Miranda glances at the papers, looks up at Kate, then down at the papers again, as she realizes the scope of what it is that’s in front of her. Slowly, her hand trembling noticeably, she picks the papers up and scrutinizes them carefully.

“Where did you get this information? This information is privileged,” Miranda protests feebly. “You have no right to this.”

“Big fucking deal. The thing is, I
do
have it. And by the way,” she adds, “I made copies of all this stuff. They’re tucked away in a nice, safe place, but if anything bad happens to me they’ll immediately see the light of day. I’ve finally learned how to take care of myself,” she informs Miranda.

Gingerly, Miranda touches the papers on her desk, as if they were alive and lethal. “Why are you here?” she manages to ask. “If you’re thinking of blackmailing me—”

“Don’t insult me, goddamn you!” Kate spits. “You’ve done that already.

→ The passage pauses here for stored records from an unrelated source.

PR #5079, opened 2023-07-05
ci: decrease cache update interval to have more up to date caches [skip ci]

gilbertsoft:


rfay (commented):
This will then update the cache every time it runs (if more than a minute)? Is that what you want? I thought you were trying to prevent that.

gilbertsoft:
> This will then update the cache every time it runs (if more than a minute)? Is that what you want? I thought you were trying to prevent that.

This means every run on master will update the cache which is fine. I initially tried to avoid too many updates but maximum time for the cache transfer for the biggest cache is less than 10 seconds, so does not hurt to update the caches on every run.

gilbertsoft:
Changed again after our discussion about the usage of the assets. Now pull-push-test-platforms is prefered to store the cache because all assets are downloaded in theses tests.

rfay (approved):
I'm certainly willing to try it!

PR #5080, opened 2023-07-05
ci: implement clean up and update of Homebrew cache [skip ci]

gilbertsoft:


.github/workflows/colima-tests.yml
```diff
@@ -102,14 +111,17 @@ jobs:
...
           key: ${{ runner.os }}-homebrew-cache-${{ steps.get-date.outputs.date }}
           restore-keys: |
             ${{ runner.os }}-homebrew-cache-
 
-      - name: Set up Homebrew
-        id: set-up-homebrew
-        uses: Homebrew/actions/setup-homebrew@master
+      - name: Clean up Homebrew
+        run: |
+          brew update
```
rfay, line 121: `brew update` is done automatically by `brew upgrade` these days, but this does no harm.

gilbertsoft: Did not find any hint on that in the docs. Only cleanup is mentioned. https://docs.brew.sh/Manpage#upgrade-options-outdated_formulaoutdated_cask-

rfay (approved):
Still fine with doing this. It is also very low risk, affects only colima, etc.

PR #5084, opened 2023-07-05
fix: quote host parameter for HeidiSQL and prevent argument double quoting

andreashager:
## The Issue

When launching HeidiSQL via `ddev heidisql` there is an additional double quote at the end of each database connection name. If you remove the double quotes from the arguments the host parameter must be written in double quotes as the documentation suggests it (Docu: https://www.heidisql.com/help.php#commandline).

This PR removes the double quotes at the end of the string and adds them to the host parameter.

Run`ddev heidisql` to start HeidiSQL from WSL2 with correct name.

### DIFF
--- a/pkg/ddevapp/global_dotddev_assets/commands/host/heidisql
+++ b/pkg/ddevapp/global_dotddev_assets/commands/host/heidisql
@@ -7,15 +7,15 @@
 ## OSTypes: windows,wsl2
 ## HostBinaryExists: /mnt/c/Program Files/HeidiSQL/heidisql.exe,C:\Program Files\HeidiSQL\Heidisql.exe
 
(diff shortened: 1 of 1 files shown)


rfay:
Thanks for the contribution!

We would have reopened this for you, you didn't have to delete it, just needed the title adjusted :) 

From the other PR:
> Last I tested this it worked OK. What is the symptom that you encountered?

andreashager:
OK didn't know that 🙂

The command itself worked fine but in the connection manager of HeidiSQL shows an additional double quote at the end (have a look at the screenshot). And this happens because of the quotation of $arguments than HeidiSQL adds the last double quote to the database description name. 

Connection-Manager

Additionally I found at that the host parameter need to be embedded in double quotes according to documentation of HeidiSQL.

rfay (approved):
Seems fine to me, thanks!

gilbertsoft (approved):
Thanks! Works here on traditional Windows and WSL 2

PR #5088, opened 2023-07-05
ci: reduce Homebrew cleanup

gilbertsoft:
brew upgrade makes too much noise and takes too long, skip for now.

<a href="https://gitpod.io/#https://github.com/ddev/ddev/pull/5088"></a>


gilbertsoft:
Don't skip ci for this one, we like to have a full run to see if Colima works now.

rfay (changes requested):
It's a mistake that we're not running tests on this. We must have something configured wrong.

rfay:
Oh, it's because the skip ci on the commit itself.

rfay:
Let's remove the skip ci (do another commit) and at least see the tests start to work.

PR #5094, opened 2023-07-06
fix: create upload dirs before generate Mutagen config, fixes #5093

### LINKED ISSUE #5093: v1.22.0-beta2: Mutagen not configured correctly for upload_dirs

```
```
</details>         

### Expected Behavior

Mutagen should ignore upload_dirs and not try to sync them.

### Actual Behavior

```
 Network ddev-d9_default  Created
 Container ddev-d9-db  Created
 Container ddev-d9-web  Created
 Container ddev-d9-db  Started
 Container ddev-d9-web  Started
Starting mutagen sync process... This can take some time.
Mutagen sync completed with problems in 3s.
For details on sync status 'ddev mutagen st d9 -l'
```

In this case (Drupal9, no customized upload_dirs) the .ddev/mutagen/mutagen.yml has *not* been updated with the proper exclusions for upload_dirs

### Steps To Reproduce

Just `ddev config` a typical Drupal 9 site and `ddev start`, should get this result

Make sure to watch for "Mutagen sync completed with problems in 3s" and check `ddev mutagen st -l`

### Anything else?

_No response_

gilbertsoft:

### DIFF
--- a/pkg/ddevapp/ddevapp.go
+++ b/pkg/ddevapp/ddevapp.go
@@ -989,6 +989,8 @@ Fix with 'ddev config global --required-docker-compose-version="" --use-docker-c
 		}
 	}
 
+	app.createUploadDirsIfNecessary()
+
 	if app.IsMutagenEnabled() {
 		err = app.GenerateMutagenYml()
 		if err != nil {
@@ -1156,8 +1158,6 @@ Fix with 'ddev config global --required-docker-compose-version="" --use-docker-c
 
 	// Fix any obsolete things like old shell commands, etc.
 	app.FixObsolete()
-
-	app.createUploadDirsIfNecessary()
 
 	// WriteConfig .ddev-docker-compose-*.yaml
 	err = app.WriteDockerComposeYAML()


pkg/ddevapp/mutagen_test.go
```diff
@@ -63,6 +63,10 @@ func TestMutagenSimple(t *testing.T) {
 
 	assert.True(dockerutil.VolumeExists(ddevapp.GetMutagenVolumeName(app)))
 
+	mutagenConfig, err := os.ReadFile(ddevapp.GetMutagenConfigFilePath(app))
+	require.NoError(t, err)
+	require.Contains(t, mutagenConfig, app.GetUploadDir())
```
rfay, line 68: Shouldn't it check for each item in app.GetUploadDirs()?

rfay (changes requested):
On a quick look it looks right, I'll manually test. As in comment, I think we should check for all upload_dirs in the test. 

It seems TestMutagenSimple usually tests on drupal9, which has upload dir for sure, so that should be OK.

pkg/ddevapp/mutagen_test.go
gilbertsoft: Also thought about that but as there is only one item anyway I decided to go this simpler path.

rfay:
It will save time and testing resources to run the test manually before pushing it up, thanks.

rfay:
I fixed the test and made it check all upload_dirs, even though there's only ever one right now. Slightly less efficient the way I did it (if more than one dir) but it's in a test.... oh well.

rfay (approved):
I manually tested this to verify that it behaves. I used `ddev delete -Oy && rm -rf web vendor composer.lock && ddev start` to demonstrate on upstream/master; it demonstrated the problem on start with a mutagen warning. With this patch it works and the proper value is in the mutagen.yml. Thanks for the quick fix!

rfay:
I think the failure of the no-bind-mounts test is telling us that there shouldn't be any exclusions on no-bind-mounts, because we don't have any bind mounts!

gilbertsoft:
And I've pushed a small fix for the failures we had here during the clean up see https://github.com/ddev/ddev/pull/5097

That fat deposit into my bank account, paying off my hospital bills—that wasn’t out of the goodness of your heart. You don’t have any goodness of heart.”

“That money was because you saved my daughter,” Miranda insists. “There was no evil motive behind it. You’re wrong if that’s what you think.”

“Oh, cut the shit! That was a payoff, pure and simple.” She glares at Miranda. “You tried to buy me off with your friends in the Mexican Mafia or whoever the fuck those men were down in Oxnard, and that didn’t work. Then you did the seduction bit—that didn’t stop me, either. So then you figured, might as well take the direct approach, kill the bitch off—and somehow, through some miracle, that failed, too. Now you’re really getting desperate, so you tried to buy me off again, you came at it from another direction, sugar-coating it with apologies and ‘Thank you for saving my poor baby’s life.’” She shakes her head in wonder. “You fuck me and then you try to kill me. You are some piece of work, lady.”